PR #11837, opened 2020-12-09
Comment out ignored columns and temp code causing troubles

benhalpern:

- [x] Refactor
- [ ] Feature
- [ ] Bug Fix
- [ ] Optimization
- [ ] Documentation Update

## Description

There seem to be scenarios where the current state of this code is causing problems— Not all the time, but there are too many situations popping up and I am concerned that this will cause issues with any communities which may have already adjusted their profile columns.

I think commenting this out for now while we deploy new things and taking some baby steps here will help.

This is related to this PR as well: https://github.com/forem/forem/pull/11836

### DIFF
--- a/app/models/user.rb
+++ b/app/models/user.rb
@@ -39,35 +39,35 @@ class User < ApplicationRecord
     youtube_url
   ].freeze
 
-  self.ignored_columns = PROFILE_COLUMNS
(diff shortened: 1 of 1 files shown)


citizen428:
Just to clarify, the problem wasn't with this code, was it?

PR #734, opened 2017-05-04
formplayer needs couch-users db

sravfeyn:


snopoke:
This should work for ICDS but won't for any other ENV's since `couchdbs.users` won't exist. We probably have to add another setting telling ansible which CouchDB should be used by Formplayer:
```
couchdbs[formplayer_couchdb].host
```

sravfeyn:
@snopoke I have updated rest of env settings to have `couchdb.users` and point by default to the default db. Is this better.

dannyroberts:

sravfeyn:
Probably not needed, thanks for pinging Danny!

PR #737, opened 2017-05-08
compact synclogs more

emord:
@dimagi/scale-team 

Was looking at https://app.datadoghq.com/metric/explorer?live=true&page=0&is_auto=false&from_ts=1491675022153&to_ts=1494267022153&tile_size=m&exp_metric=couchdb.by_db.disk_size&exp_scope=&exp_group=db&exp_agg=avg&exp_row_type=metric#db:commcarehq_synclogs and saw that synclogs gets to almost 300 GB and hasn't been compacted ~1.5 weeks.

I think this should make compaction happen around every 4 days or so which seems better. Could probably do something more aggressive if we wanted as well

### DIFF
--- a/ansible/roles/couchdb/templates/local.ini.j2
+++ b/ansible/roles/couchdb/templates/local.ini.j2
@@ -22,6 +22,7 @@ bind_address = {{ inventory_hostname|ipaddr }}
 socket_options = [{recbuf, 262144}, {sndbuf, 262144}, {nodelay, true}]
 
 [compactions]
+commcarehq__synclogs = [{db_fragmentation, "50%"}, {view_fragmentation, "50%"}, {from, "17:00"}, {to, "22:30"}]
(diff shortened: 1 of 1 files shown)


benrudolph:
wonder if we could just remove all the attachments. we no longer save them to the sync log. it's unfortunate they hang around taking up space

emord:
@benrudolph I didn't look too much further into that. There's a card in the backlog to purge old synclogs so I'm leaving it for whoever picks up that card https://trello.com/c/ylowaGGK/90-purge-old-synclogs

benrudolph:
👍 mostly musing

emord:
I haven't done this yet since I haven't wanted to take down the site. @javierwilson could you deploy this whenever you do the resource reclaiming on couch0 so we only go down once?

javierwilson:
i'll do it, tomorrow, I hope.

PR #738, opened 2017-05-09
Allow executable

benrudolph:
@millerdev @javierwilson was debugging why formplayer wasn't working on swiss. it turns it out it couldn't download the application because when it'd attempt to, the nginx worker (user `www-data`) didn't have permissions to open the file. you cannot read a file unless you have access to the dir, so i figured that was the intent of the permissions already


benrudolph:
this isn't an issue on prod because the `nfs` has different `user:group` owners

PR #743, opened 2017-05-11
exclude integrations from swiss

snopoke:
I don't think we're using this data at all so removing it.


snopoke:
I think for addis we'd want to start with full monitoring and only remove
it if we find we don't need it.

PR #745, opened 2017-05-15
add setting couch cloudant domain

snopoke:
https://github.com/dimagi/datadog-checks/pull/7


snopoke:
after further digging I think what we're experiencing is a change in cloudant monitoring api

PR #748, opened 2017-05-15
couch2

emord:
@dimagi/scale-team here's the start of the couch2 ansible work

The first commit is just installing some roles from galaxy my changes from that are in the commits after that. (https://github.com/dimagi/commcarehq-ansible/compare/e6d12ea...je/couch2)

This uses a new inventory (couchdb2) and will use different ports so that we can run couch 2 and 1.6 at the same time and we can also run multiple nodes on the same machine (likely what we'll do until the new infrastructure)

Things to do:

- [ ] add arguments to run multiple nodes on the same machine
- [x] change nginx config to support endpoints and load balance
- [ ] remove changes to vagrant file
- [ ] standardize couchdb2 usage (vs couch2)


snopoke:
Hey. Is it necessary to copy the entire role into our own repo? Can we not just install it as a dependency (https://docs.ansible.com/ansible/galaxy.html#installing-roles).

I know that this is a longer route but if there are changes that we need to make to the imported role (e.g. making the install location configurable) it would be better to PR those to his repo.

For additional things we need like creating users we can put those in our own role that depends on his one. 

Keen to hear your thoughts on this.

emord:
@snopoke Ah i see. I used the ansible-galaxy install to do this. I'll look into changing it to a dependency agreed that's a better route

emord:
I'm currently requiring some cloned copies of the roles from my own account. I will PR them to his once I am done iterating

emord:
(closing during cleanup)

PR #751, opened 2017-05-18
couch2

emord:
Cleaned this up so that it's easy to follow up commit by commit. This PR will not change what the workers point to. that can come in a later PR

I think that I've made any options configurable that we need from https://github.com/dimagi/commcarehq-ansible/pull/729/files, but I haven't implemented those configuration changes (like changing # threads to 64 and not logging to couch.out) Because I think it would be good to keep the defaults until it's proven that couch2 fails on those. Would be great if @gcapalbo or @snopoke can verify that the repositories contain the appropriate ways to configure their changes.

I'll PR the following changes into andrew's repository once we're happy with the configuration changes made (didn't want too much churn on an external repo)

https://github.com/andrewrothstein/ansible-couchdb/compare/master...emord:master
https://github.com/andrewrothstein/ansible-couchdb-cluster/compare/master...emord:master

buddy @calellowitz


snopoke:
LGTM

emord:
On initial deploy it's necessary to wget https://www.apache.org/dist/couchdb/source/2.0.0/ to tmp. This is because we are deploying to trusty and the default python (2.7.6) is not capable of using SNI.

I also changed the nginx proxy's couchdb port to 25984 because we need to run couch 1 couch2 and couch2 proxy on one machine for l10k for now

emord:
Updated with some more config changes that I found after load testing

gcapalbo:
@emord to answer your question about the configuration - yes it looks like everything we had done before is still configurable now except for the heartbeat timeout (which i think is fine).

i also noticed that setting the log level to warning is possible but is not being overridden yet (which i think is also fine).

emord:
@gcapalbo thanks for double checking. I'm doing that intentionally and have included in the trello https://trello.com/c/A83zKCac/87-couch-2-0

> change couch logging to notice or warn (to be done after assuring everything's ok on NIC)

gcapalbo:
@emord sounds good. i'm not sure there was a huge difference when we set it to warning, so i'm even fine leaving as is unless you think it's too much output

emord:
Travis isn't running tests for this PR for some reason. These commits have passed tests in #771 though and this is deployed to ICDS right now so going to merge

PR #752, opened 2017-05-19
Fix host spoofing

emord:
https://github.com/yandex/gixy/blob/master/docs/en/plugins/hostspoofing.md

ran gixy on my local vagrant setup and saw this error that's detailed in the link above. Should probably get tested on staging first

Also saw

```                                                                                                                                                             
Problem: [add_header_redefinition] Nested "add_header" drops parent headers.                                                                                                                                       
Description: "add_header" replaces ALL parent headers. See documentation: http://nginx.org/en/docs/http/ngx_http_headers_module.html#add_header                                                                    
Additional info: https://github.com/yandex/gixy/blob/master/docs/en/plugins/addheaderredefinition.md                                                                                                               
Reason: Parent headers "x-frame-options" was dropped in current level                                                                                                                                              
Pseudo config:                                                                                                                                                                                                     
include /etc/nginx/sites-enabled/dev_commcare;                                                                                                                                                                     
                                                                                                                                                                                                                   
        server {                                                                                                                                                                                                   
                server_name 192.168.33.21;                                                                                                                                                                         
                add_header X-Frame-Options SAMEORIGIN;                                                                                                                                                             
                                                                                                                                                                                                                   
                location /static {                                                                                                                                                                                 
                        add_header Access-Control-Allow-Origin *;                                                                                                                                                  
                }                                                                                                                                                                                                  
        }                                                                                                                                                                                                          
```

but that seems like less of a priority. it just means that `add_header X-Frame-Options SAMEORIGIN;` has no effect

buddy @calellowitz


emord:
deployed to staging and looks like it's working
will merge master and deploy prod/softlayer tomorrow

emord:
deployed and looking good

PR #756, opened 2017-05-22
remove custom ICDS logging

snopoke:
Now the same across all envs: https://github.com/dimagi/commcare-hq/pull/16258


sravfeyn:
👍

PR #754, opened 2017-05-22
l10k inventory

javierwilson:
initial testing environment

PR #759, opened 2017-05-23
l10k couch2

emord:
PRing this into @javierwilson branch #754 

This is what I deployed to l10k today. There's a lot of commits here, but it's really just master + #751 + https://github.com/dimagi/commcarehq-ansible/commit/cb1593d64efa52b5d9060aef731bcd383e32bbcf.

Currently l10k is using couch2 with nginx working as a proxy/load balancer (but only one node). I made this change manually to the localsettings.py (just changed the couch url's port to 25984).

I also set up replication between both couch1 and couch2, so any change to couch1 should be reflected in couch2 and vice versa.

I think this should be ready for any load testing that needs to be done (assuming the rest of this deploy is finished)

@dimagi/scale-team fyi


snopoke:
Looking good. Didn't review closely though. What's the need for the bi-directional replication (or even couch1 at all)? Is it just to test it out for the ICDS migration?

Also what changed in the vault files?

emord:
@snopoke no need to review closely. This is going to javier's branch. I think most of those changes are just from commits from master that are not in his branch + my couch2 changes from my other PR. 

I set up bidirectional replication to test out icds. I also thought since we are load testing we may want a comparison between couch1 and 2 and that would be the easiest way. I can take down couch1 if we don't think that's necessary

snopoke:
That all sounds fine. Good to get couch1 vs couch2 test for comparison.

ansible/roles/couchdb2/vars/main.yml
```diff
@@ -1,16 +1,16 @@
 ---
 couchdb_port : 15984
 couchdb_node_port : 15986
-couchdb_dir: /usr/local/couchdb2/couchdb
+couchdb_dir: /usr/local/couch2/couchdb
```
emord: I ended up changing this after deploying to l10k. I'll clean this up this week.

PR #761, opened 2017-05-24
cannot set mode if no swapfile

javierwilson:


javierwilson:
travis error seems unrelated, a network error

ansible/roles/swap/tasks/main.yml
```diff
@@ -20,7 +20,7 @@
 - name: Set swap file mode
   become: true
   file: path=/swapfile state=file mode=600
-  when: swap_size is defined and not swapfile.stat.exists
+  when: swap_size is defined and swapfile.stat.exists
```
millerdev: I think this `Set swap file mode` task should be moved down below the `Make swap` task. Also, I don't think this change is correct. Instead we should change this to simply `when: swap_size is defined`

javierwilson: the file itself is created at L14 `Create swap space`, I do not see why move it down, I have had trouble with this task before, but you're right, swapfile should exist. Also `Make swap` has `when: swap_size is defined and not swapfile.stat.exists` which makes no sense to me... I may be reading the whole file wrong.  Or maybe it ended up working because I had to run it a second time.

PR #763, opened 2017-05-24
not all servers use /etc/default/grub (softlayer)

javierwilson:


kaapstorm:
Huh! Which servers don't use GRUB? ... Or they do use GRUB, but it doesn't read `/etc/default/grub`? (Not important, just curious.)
*-*-*
-- Goal of the exercise --
Could you write out, exactly as they stand, only the lines above that begin at the line with "couch2 ansible work" and stop after the line with "The first commit"?

-- Response area --
@dimagi/scale-team here's the start of the couch2 ansible work

The first commit is just installing some roles from galaxy my changes from that are in the commits after that. (https://github.com/dimagi/commcarehq-ansible/compare/e6d12ea...je/couch2)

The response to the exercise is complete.